The foam that covers the shuttle's 154-foot external fuel tank is hard enough to damage the shuttle when the spaceship is hurtling into space at high speed.

Dittemore said he knows of at least two other shuttle launches in which foam came off and damaged the shuttle, though nowhere near to the extent suspected in the case of Columbia. One of the shuttles — Columbia, in 1992 — had tile damage on the wing.

Engineers relied heavily on the fact that the previous damage was so minor.

Officials have acknowledged that even if they knew the damage from the foam insulation had the potential for disaster, there was little they or the astronauts could do once the shuttle lifted off. The craft was not equipped with a robotic arm that could investigate or fix broken tiles, for example, and the astronauts could not reach the shuttle's underbelly to fix any damage manually, officials say.

At Barksdale Air Force Base, officials said honor guards have begun escorting in the astronauts' remains, discovered scattered in east Texas prairies and thickets. Underscoring the difficult task of identifying the bodies and the body parts, officials declined to drape the caskets with American flags in case they contained remains of Ilan Ramon, the Israeli astronaut on board Columbia when it tore apart Saturday morning.
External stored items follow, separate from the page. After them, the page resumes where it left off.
PR #4440, opened 2026-08-22
Build gmsh headless, OpenCASCADE from source, and trim dev-env bloat

jhale:
## Summary

Bottom line: 4GB (!) to 2GB.

- Build gmsh with `-DENABLE_FLTK=0`, dropping its FLTK/OpenGL/X11 GUI
  dependencies (`libglu1`, `libxcursor-dev`, `libxft2`, `libxinerama1`,
  `libfltk1.3-dev`, `libfreetype6-dev`, `libgl1-mesa-dev`) since none of
  it is needed for headless meshing.
- Build OpenCASCADE (OCCT), gmsh's CAD kernel, from source instead of via
  apt: Ubuntu's `libocct-data-exchange-dev` unconditionally pulls in the
  full `libvtk9-dev` toolchain (GDAL, MySQL/Postgres client libs, ffmpeg,
  `default-jdk`, X11/GLU, Boost, ...), none of which the headless build
  uses. Only `FoundationClasses`/`ModelingData`/`ModelingAlgorithms`/
  `DataExchange` are enabled.
- Add `--no-install-recommends` to apt installs that were missing it
  (~128 fewer Recommends packages: fonts, gdb, openssh-client, etc.).
- Swap `libgl1-mesa-dev` + `mesa-utils` for runtime-only `libgl1` +
  `libosmesa6` in the `lab` image: nothing in that stage compiles
  against OpenGL (vtk/pyvista are pip wheels), but pyvista's headless
  render window needs OSMesa's software backend or it segfaults (there's
  no X server/EGL in the container).
- Drop the unused third PETSc/SLEPc build configuration
  (`linux-gnu-real64-64`, 64-bit indices) — DOLFINx's own build never
  targets it, and it was tripling the footprint of HYPRE, MUMPS,
  SuiteSparse, SuperLU, ScaLAPACK and (PT)SCOTCH for no benefit.
- Drop `libeigen3-dev` and `valgrind`: no C++ source in this repo uses
  Eigen (DOLFINx moved off it years ago), and valgrind isn't invoked by
  any test/CI script here.
- Fix two build regressions introduced by the `--no-install-recommends`
  tightening above: add back `make` (silently dropped, broke PETSc's
  configure step) and pin `cython<3.3` (3.3 tightened pointer-indexing
  type checks that break petsc4py 3.25.4's generated `PC.pyx`).
- Update the CI matrix (`ccpp.yml`) to match the dropped PETSc
  configuration.

Net effect: `dev-env` shrinks from ~4.0 GB to ~2.0 GB (arm64).

## Test plan

- [x] Built `dev-env` locally with `podman build --format docker`;
      verified both remaining PETSc/SLEPc configurations
      (`linux-gnu-real64-32`, `linux-gnu-complex128-32`) import and
      report the correct scalar type.
- [x] Verified gmsh imports, initializes, and meshes an OCC box via its
      Python API.
- [x] Built the full `dolfinx-onbuild` → `dolfinx` → `lab` chain against
      the trimmed `dev-env`.
- [x] Ran the full `python/demo` suite (25 demos) against the built
      `lab` image: 24/25 pass; the one failure (`demo_comm-pattern.py`,
      missing `networkx`) is a pre-existing gap unrelated to this PR.
- [x] Confirmed `demo_pyvista.py` renders successfully (only benign
      EGL/Xcursor warnings, handled by the OSMesa fallback).

### DIFF
--- a/docker/Dockerfile.test-env
+++ b/docker/Dockerfile.test-env
@@ -63,12 +63,9 @@ ENV OPENBLAS_NUM_THREADS=1 \
 # - First set of packages are required to build and run FEniCS.
 # - Second set of packages are recommended and/or required to build
 #   documentation or tests.
-# NOTE: OpenCASCADE (OCCT), the CAD kernel used by gmsh, is built from
-# source below rather than installed via apt: Ubuntu's
-# libocct-data-exchange-dev unconditionally pulls in the full
-# libvtk9-dev toolchain, which gmsh's headless build doesn't need.
-# libx11-dev below is OCCT's own dependency (Xlib.h headers only, no
-# runtime GUI), not related to gmsh's GUI, which stays disabled.
+# OCCT (gmsh's CAD kernel) is built from source below since Ubuntu's
+# libocct-data-exchange-dev drags in the full libvtk9-dev toolchain.
+# libx11-dev is OCCT's own header-only dependency, unrelated to gmsh's GUI.
 RUN export DEBIAN_FRONTEND=noninteractive && \
     apt-get -qq update && \
     apt-get -yq --with-new-pkgs -o Dpkg::Options::="--force-confold" upgrade && \
@@ -128,9 +125,8 @@ RUN python3 -m venv ${VIRTUAL_ENV}
 
 # Install Python packages (via pip)
 RUN pip install --no-cache-dir --upgrade pip setuptools wheel && \
-    # Cython 3.3 tightened pointer-indexing type checks in a way that
-    # breaks petsc4py 3.25.4's generated Cython source (PC.pyx); pin
-    # below that until petsc4py catches up.
+    # Cython 3.3 tightened pointer-indexing checks that break
+    # petsc4py 3.25.4's generated PC.pyx; pin below that for now.
     pip install --no-cache-dir "cython<3.3" numpy==${NUMPY_VERSION} && \
     pip install --no-cache-dir mpi4py
 
@@ -142,17 +138,9 @@ RUN wget -nc --quiet https://github.com/kahip/kahip/archive/v${KAHIP_VERSION}.ta
     cmake --install build-dir && \
     rm -rf /tmp/*
 
-# Install OpenCASCADE (OCCT), the CAD kernel used by gmsh, from source,
-# headless: only the FoundationClasses/ModelingData/ModelingAlgorithms/
-# DataExchange modules gmsh needs for STEP/IGES/meshing are built;
-# Visualization, ApplicationFramework and Draw are disabled, and
-# FreeType is turned off explicitly (DataExchange still probes for it
-# otherwise). TKService, a DataExchange dependency, still needs
-# Xlib.h (libx11-dev) even with Visualization off, but nothing beyond
-# the header is used headless. Installs headers under
-# include/opencascade to match gmsh's find_path() search. ldconfig is
-# required since a manual cmake --install doesn't trigger the postinst
-# hook that updates the linker cache for an apt package.
+# Headless OCCT: only the modules gmsh's STEP/IGES/meshing needs are
+# built. FreeType is force-disabled since DataExchange still probes for
+# it with Visualization off. ldconfig covers what a manual install skips.
 RUN git clone -b V${OCCT_VERSION} --single-branch --depth 1 https://github.com/Open-Cascade-SAS/OCCT.git && \
     cmake -G Ninja -DCMAKE_BUILD_TYPE=Release \
     -DBUILD_LIBRARY_TYPE=Shared \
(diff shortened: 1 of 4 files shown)


jhale:
@jorgensd A comment on new gmsh build suitability would be appreciated, thanks!

jorgensd:
> @jorgensd A comment on new gmsh build suitability would be appreciated, thanks!

I'd need to test it. I know there are users that call `gmsh.fltk.run()` to launch the GUI even when using docker (as you can easily et up GUI support). Similarly for pyvista, people don't run headless (especially not in the lab environments).

garth-wells (approved):

docker/Dockerfile.test-env
```diff
@@ -76,64 +76,33 @@ RUN export DEBIAN_FRONTEND=noninteractive && \
...
-    rm -rf /tmp/*
-
 ENV VIRTUAL_ENV=/dolfinx-env
 ENV PATH=/dolfinx-env/bin:$PATH
 RUN python3 -m venv ${VIRTUAL_ENV}
 
 # Install Python packages (via pip)
 RUN pip install --no-cache-dir --upgrade pip setuptools wheel && \
-    pip install --no-cache-dir cython numpy==${NUMPY_VERSION} && \
+    # Cython 3.3 tightened pointer-indexing checks that break
```
francesco-ballarin, line 107: maybe let's open an issue to remind ourselves to unpin it when PETSc 3.26 gets released, otherwise I am afraid that this pin will be forever forgotten ;)

jhale:
> > @jorgensd A comment on new gmsh build suitability would be appreciated, thanks!
> 
> 
> 
> I'd need to test it. I know there are users that call `gmsh.fltk.run()` to launch the GUI even when using docker (as you can easily et up GUI support). Similarly for pyvista, people don't run headless (especially not in the lab environments).

Docker is a bad tool for GUI stuff, and x11 even worse for forwarding 3D... I always have gmsh installed on my system.

That said, I'll rebuild with fltk and see if there is a substantial difference in size.

jhale:
> **Note:** this comment is entirely LLM-generated content (Claude Opus 5, via Claude Code) — the measurements below were run by the model and the text drafted by it.

@jorgensd Measured the cost of putting the FLTK GUI back. Short version: **~70 MiB on `dev-env`, ~3.5% of the 2 GB image.** Happy to re-enable it.

**apt closure** (ubuntu:26.04, `--no-install-recommends`, `Installed-Size` sums; BASE = this PR's `dev-env` set, 320 pkgs / 1277 MiB):

| variant | pkgs | Δ |
|---|---|---|
| `libfltk1.3-dev` alone | 355 | +64 MiB |
| main's 7-package FLTK set | 376 | +72 MiB |
| `libfltk1.4-dev` | 403 | +101 MiB |

**gmsh itself** (4.15.2, `ENABLE_OCC=0`, dynamic, aarch64): `libgmsh.so` 22.08 → 23.97 MiB, i.e. **+1.9 MiB**. The GUI code is nearly free; the cost is all apt, and 47 MiB of it is a single package, `mesa-libgallium`.

**Proposal — add just two packages to the existing first apt block, and `-DENABLE_FLTK=1`:**

```
libfltk1.3-dev
libglu1-mesa-dev
```

- `libfltk1.3-dev`'s closure already provides `libfltk-gl`, `libgl1`, `libglx-mesa0`, `libxcursor1`, `libxft2`, `libxinerama1`, xcb, fontconfig/freetype/dejavu fonts. Main's other six packages were redundant (+8 MiB for nothing).
- `libglu1-mesa-dev` is *not* in that closure and gmsh's GUI links `libGLU.so.1` — the build fails to configure without it.
- `ldd` on the FLTK build shows 27 extra libs, all satisfied by those two. Nothing further is needed for a forwarded X11 session.
- Stay on 1.3; 1.4 costs ~37 MiB more for no benefit.

Everything downstream is `FROM dev-env`, so this is one line and the runtime libs propagate. For `lab` specifically the marginal cost is only **~11 MiB**, since `libosmesa6` already pulls `mesa-libgallium` there — so `gmsh.fltk.run()` in the lab image is essentially free.

jhale:
> **Note:** this comment is entirely LLM-generated content (Claude Opus 5, via Claude Code) — the measurements below were run by the model and the text drafted by it.

Followed up with real `dev-env` builds both ways (`podman build --format docker`, aarch64), from two Dockerfiles differing only in the FLTK lines:

| image | size | Δ |
|---|---|---|
| `ENABLE_FLTK=0` | 2,060,353,405 B (1965 MiB) | — |
| `ENABLE_FLTK=1` + `libfltk1.3-dev` `libglu1-mesa-dev` | 2,129,311,653 B (2031 MiB) | **+65.8 MiB (+3.3%)** |

So the estimate above (~70 MiB) was close; the measured cost is **65.8 MiB**. Both builds exit 0, gmsh reports `Fltk` in its build options, `libgmsh.so` links FLTK/GLU with no unresolved libs, `gmsh.fltk.run` is callable, and OCC meshing is unaffected (1096 tets on a unit box). Not tested: an actual forwarded X11 session, which needs a real `DISPLAY`.

Pushing the change now — `dev-env` lands at ~2.13 GB instead of ~2.06 GB, versus 4 GB before this PR.

jhale:
Merged into #4449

The families of the seven dead astronauts, meanwhile, steeled themselves for a private memorial service scheduled for tomorrow afternoon at Johnson Space Center, the NASA complex on the southern tip of Houston where the Columbia crew trained for several years before their ill-fated mission. President Bush and first lady Laura Bush are expected to arrive in Houston tomorrow to take part in the ceremony.

Acknowledging calls to revamp NASA's mission, possibly by curbing the use of manned spacecraft, the families released a joint statement Monday calling instead for renewed vigor in the "bold exploration of space."

"Once the root cause of this tragedy is found and corrected, the legacy of Columbia must carry on — for the benefit of our children and yours," the families said.

Underscoring that sentiment, President Bush said in a speech at the National Institutes Health in Bethesda, Md., that "while we grieve the loss of these astronauts, the cause in which they died will continue.

"American's journey into space will go on," he said.

Congressional hearings on the Columbia disaster are expected to begin next week in the House and Senate, and will focus on "the immediate cause, and the remedies that can be made as soon as possible, so that the program can continue," said Sen. John McCain, R-Ariz.

By coincidence, federal officials released NASA's proposed budget for the next fiscal year yesterday, amid questions of whether budget restraints had any role in compromising safety. Under the proposal, NASA would receive $15.5 billion in 2004, a slight increase that includes nearly $4 billion for the space shuttle program.

Los Angeles Times contributed to this report.